Clinical Department of Anaesthesiology and Intensive Care, Regional Specialist Hospital in Olsztyn, Poland.
Anaesthesiol Intensive Ther. 2020;52(4):267-273. doi: 10.5114/ait.2020.99605.
The first studies on the pharmacokinetics of ciprofloxacin during continuous renal replacement therapy were conducted using filters with a relatively small surface area and with lower intensity of the procedure than nowadays. The aim of this study was to assess the pharmacokinetics and the probability of achieving pharmacokinetic/pharmacodynamic (PK/PD) target for ciprofloxacin during renal replacement therapy using a filter with large surface area and higher intensity.
Eighteen patients were considered eligible for treatment with ciprofloxacin (400 mg every eight hours intravenously) during continuous renal replacement therapy.

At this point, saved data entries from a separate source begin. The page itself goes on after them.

Issue #674, opened 2022-04-21
Emit a warning in case a newly defined delimiter is actually an already existing delimier


GuillaumeGomez:
For example, if you define `{+` as `expr_start`, then it would be ignored because `askama` already handles it internally meaning it cannot be overloaded.

Currently it is silently ignored. Emitting a warning would be better.

PR #679, opened 2022-04-26
Emit an error if a syntax config already exists

GuillaumeGomez:
Fixes https://github.com/djc/askama/issues/674.

I realized that warnings were easy to ignore so I decided to turn it into an error. What do you think?

### DIFF
--- a/askama_shared/src/lib.rs
+++ b/askama_shared/src/lib.rs
@@ -281,8 +281,72 @@ impl<'a> TryFrom<RawSyntax<'a>> for Syntax<'a> {
             return Err(format!("bad delimiters block_start: {}, comment_start: {}, expr_start: {}, needs one of the two characters in common", syntax.block_start, syntax.comment_start, syntax.expr_start).into());
         }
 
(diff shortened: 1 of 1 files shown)


GuillaumeGomez:
The checks I'm running are far from enough. I'll update it.

djc:
Out of curiosity, is the custom syntax you're working with intended for rustdoc or some other project? What's the use case?

GuillaumeGomez:
No, it's just that I don't like having settings being silently ignored. That's pretty much it. ^^'

GuillaumeGomez:
It should be ready now.

djc:
So can you explain again what problem this is trying to solve? This seems like a bunch of complicated code trying to improve diagnostics for what's like an edge case of an edge case -- in other words, extremely niche...

GuillaumeGomez:
When your config adds a syntax which already exists. A problem I actually encountered in a test of this crate. :laughing:

djc:
Okay, I'm inclined not to take this.

GuillaumeGomez:
Understandeable!

PR #686, opened 2022-05-23
Fix `clippy::derive_partial_eq_without_eq` warning

Kijewski:


djc:
Thanks; I should have mentioned that I filed a clippy issue for this:

https://github.com/rust-lang/rust-clippy/issues/8875

Kijewski:
Yea, that should be fixed upstream. Interestingly enough only in askama_rocket the bug shows.

djc:
Because Rocket runs against nightly.

djc:
I guess with Rocket 0.5 rcs we actually don't need nightly anymore?

PR #689, opened 2022-05-24
Cache generated code

Kijewski:
* Speeds up compilation of a project a lot, when only one, a few, or no templates were changed.
* Speeds up compilation a little even for an initial compilation.
* Far better error messages in generated code.
* The generated code is easily debuggable.

### DIFF
--- a/askama_derive/Cargo.toml
+++ b/askama_derive/Cargo.toml
@@ -29,11 +29,14 @@ with-tide = []
 with-warp = []
 
 [dependencies]
+base64 = "=0.13"
+blake2 = "=0.10"
+indexmap = "=1"
 mime = "0.3"
 mime_guess = "2"
 nom = "7"
 proc-macro2 = "1"
 quote = "1"
 serde = { version = "1.0", optional = true, features = ["derive"] }
-syn = "1"
+syn = { version = "1", features = ["extra-traits"] }
 toml = { version = "0.5", optional = true }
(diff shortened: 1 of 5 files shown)


Kijewski:
I'll tidy up the PR after y'all tell me what you think, e.g. introducing the use of IndexMap, and deriving Hash in their own commits.

Kijewski:
I could suppress the newly generated clippy warnings, too, but actually clippy is quite right with its warnings. Same condition in multiple elif-blocks, calculation X / X, etc. are 99% programming errors (outside of tests).

Kijewski:
I could suppress the newly generated clippy warnings, too, but actually clippy is quite right with its warnings. Same condition in multiple elif-blocks, calculation X / X, etc. are 99% programming errors (outside of tests).

djc:
Do you have benchmark numbers? In a bunch of other projects, I've adopted a different approach that I think might be better: generate code in an integration test. Here's one example, I've done a few others if you're interested:

https://github.com/mattsse/chromiumoxide/pull/80

So the idea would be that we have an askama_build crate that contains the generator and other stuff, which offers a builder API that lets you pass a string like `crate::foo::Bar` with a `Path` to the template for that type, and this would generate the `Template` implementations into a file (formatted with rustfmt) written into the `src` dir as part of an integration test. This is nice because:

* No build script, build scripts slow down compilation pipelines and are a supply chain hazard
* No recompilation of the templates unless needed, no procedural macro expansion except at test time
* Integration test run in CI makes sure that the generated code is never out of date

PR #697, opened 2022-06-16
Update to Rocket 0.5

Kijewski:
Though Rocket 0.5 still only a release candidate, Rocket 0.4 severely outdated, and depends on a bunch of crates with active security advisories. Rocket 0.5 updates its dependencies to fixes versions.

Also Rocket 0.4 needs a nightly Rust, which caused multiple problems.


djc (approved):
Nice!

Blood samples were collected from the arterial line of the renal replacement circuit before (time 0) and after 30, 60, 75, 90, 120, 180, 240, and 480 minutes following the initiation of ciprofloxacin infusion. Ciprofloxacin concentrations in the collected samples were determined using fully validated liquid chromatography. The pharmacokinetic analysis was performed using non-compartmental analysis. The measure adopted to assess the efficacy of the antibiotic therapy was the proportion of patients for whom pre-defined PK/PD indices were achieved.
There was a considerable inter-individual variability observed in pharmacokinetic parameters for ciprofloxacin. 100% of patients achieved PK/PD target AUC0-24/MIC > 40, AUC0-24/MIC > 125, AUC0-24/MIC > 250 for MIC 1, 0.25, and 0.125 µg mL-1, respectively.

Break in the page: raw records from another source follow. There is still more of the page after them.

PR #698, opened 2022-06-16
Add caching action to shrink CI times

ludicast:
- Adds GitHub caching step to shorten installation and build times.
- Extracts toolchain step into setup action to absorb commonalities

The cached folders are the suggested ones from the github's official [caching action](https://github.com/actions/cache/blob/main/examples.md#rust---cargo).

The most recent run with caching is at: https://github.com/ludicast/askama/actions/runs/2508931388.  Makes a large dent in CI time (admittedly the screenshotted example is a more pathological one :)):

from
Screenshot from 2022-06-16 08-26-52

to
Screenshot from 2022-06-16 08-30-16

### DIFF
--- a/.github/actions/setup/action.yml
+++ b/.github/actions/setup/action.yml
@@ -33,4 +33,3 @@ runs:
         restore-keys: |
           ${{ inputs.key }}-${{ runner.os }}-${{ inputs.toolchain }}-${{ steps.toolchain-install.outputs.rustc_hash }}-
           ${{ inputs.key }}-${{ runner.os }}-${{ inputs.toolchain }}-
-          
--- a/.github/actions/setup/action.yml
+++ b/.github/actions/setup/action.yml
@@ -3,13 +3,21 @@ name: Setup Rust Environment
 inputs:
   os:
     default: ubuntu-latest
-  rusthash:
-    description: Unique hash from toolchain action
-    required: true
+  toolchain:
+    default: stable
+  components:
+
 
 runs:
   using: composite
   steps:
+    - uses: actions-rs/toolchain@v1
+      id: toolchain-install
+      with:
+        profile: minimal
+        override: true
+        toolchain: ${{ inputs.toolchain }}
+        components: ${{ inputs.components }}  
     - uses: actions/cache@v3
       with:
         path: |
@@ -18,4 +26,4 @@ runs:
           ~/.cargo/registry/cache/
           ~/.cargo/git/db/
           target/
-        key: ${{ inputs.os }}-${{ inputs.rusthash }}-cargo-${{ hashFiles('**/Cargo.lock') }}
+        key: ${{ inputs.os }}-${{ steps.toolchain-install.outputs.rustc_hash }}-cargo-${{ hashFiles('**/Cargo.lock') }}
--- a/.github/actions/setup/action.yml
+++ b/.github/actions/setup/action.yml
@@ -1,10 +1,9 @@
 name: Setup Rust Environment
 
 inputs:
-  os:
-    description: Runner Type for generating hash-key
-    default: ubuntu-latest
-    required: false
+  key:
+    description: Cache key
+    required: true
   toolchain:
     description: Pass-through to toolchain on actions-rs
     default: stable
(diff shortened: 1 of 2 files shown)


djc (dismissed):
Looks nice, thanks!

Kijewski (changes requested):
Very nice, thank you! I'd make [some minor changes](https://github.com/Kijewski/nate/blob/41d4d0cc91bab8131bf55ae6a3b7c6db724b8254/.github/actions/setup-rust/action.yaml) to action.yaml in here, too:

* Remove the OS input, as it's known through the runner,
* add a key to tell the jobs apart,
* use restore-keys, and reorder the cache key a bit to make better use of the restore-key,
* and don't cache the binaries.

The binaries are downloaded from github as is, and if you put the into the cache, then rustup won't update components in subsequent runs.

.github/actions/setup/action.yml
```diff
@@ -0,0 +1,36 @@
...
+      with:
+        path: |
+          ~/.cargo/registry/index/
+          ~/.cargo/registry/cache/
+          ~/.cargo/git/db/
+          target/
+        key: ${{ inputs.key }}-${{ runner.os }}-${{ inputs.toolchain }}-${{ steps.toolchain-install.outputs.rustc_hash }}-${{ hashFiles('**/Cargo.lock', '**/Cargo.toml') }}
+        restore-keys: |
+          ${{ inputs.key }}-${{ runner.os }}-${{ inputs.toolchain }}-${{ steps.toolchain-install.outputs.rustc_hash }}-
+          ${{ inputs.key }}-${{ runner.os }}-${{ inputs.toolchain }}-
```
ludicast, line 35: @Kijewski  - believe the `toolchain` is used as part of the rustc_hash output, are you sure you want both?

https://github.com/actions-rs/toolchain#outputs

.github/workflows/rust.yml
```diff
@@ -40,23 +39,19 @@ jobs:
     runs-on: ubuntu-latest
     steps:
       - uses: actions/checkout@v1
-      - uses: actions-rs/toolchain@v1
+      - uses: ./.github/actions/setup
         with:
-          profile: minimal
-          toolchain: stable
-          override: true
+          key: actix-web
```
ludicast, line 44: the rest of the jobs seem to invoke clippy and include it as a `component` input.  this job does not include it as a toolchain component but still executes clippy,

is the clippy component 
- needed here
- not needed anywhere
- fine as is (not used here, but used elsewhere)

.github/actions/setup/action.yml
Kijewski: So that when a the patch version of rustc is released, not everything has to be built anew.

.github/workflows/rust.yml
Kijewski: That's interesting, according to the [rustup book](https://rust-lang.github.io/rustup/concepts/profiles.html) the minimal profile should not contain clippy. I would add clippy in here, simply so we can be sure that it still works tomorrow.

Kijewski: > The minimal profile includes as few components as possible to get a working compiler (rustc, rust-std, and cargo).

> The default profile includes all of components in the minimal profile, and adds rust-docs, rustfmt, and clippy.

So, only cargo {build,test,check} should work with the minimal profile.

ludicast:
> Very nice, thank you! I'd make [some minor changes](https://github.com/Kijewski/nate/blob/41d4d0cc91bab8131bf55ae6a3b7c6db724b8254/.github/actions/setup-rust/action.yaml) to action.yaml in here, too:
> 
> * Remove the OS input, as it's known through the runner,
> * add a key to tell the jobs apart,
> * use restore-keys, and reorder the cache key a bit to make better use of the restore-key,
> * and don't cache the binaries.
> 
> The binaries are downloaded from github as is, and if you put the into the cache, then rustup won't update components in subsequent runs.

alright, these suggested changes are incorporated - thanks

Kijewski (approved):
LGTM, a big improvement! Thank you very much!

What do you think regarding the clippy component, @djc?

djc:
I think this is good to go. I'm sorry, I don't have time to dig out the context of the clippy issue. If you still want an opinion, can someone restate the full issue for me with all the necessary context?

High doses of ciprofloxacin (400 mg every eight hours intravenously) during continuous renal replacement therapy should be used to maximally increase the proportion of patients in whom clinical efficacy, expressed as achieving the PK/PD target, is reached.
首次在连续肾脏替代治疗中研究环丙沙星的药代动力学是使用表面积相对较小且治疗强度较低的过滤器进行的,这与现在的情况不同。本研究旨在评估使用表面积较大且治疗强度较高的过滤器进行连续肾脏替代治疗时环丙沙星的药代动力学和达到药代动力学/药效学(PK/PD)目标的可能性。
18 名患者被认为有资格在连续肾脏替代治疗期间接受环丙沙星(400mg 每 8 小时静脉内)治疗。在开始输注环丙沙星后 30、60、75、90、120、180、240 和 480 分钟,从肾脏替代回路的动脉线上采集血样。使用完全验证的液相色谱法测定采集样本中环丙沙星的浓度。使用非房室分析进行药代动力学分析。评估抗生素治疗效果的措施是达到预定义 PK/PD 指数的患者比例。
观察到环丙沙星的药代动力学参数存在相当大的个体间变异性。100%的患者达到了 PK/PD 目标 AUC0-24/MIC > 40、AUC0-24/MIC > 125、AUC0-24/MIC > 250,分别为 MIC 1、0.25 和 0.125µg mL-1。
在连续肾脏替代治疗中应使用高剂量(400mg 每 8 小时静脉内)的环丙沙星,以最大限度地增加达到 PK/PD 目标的临床疗效的患者比例。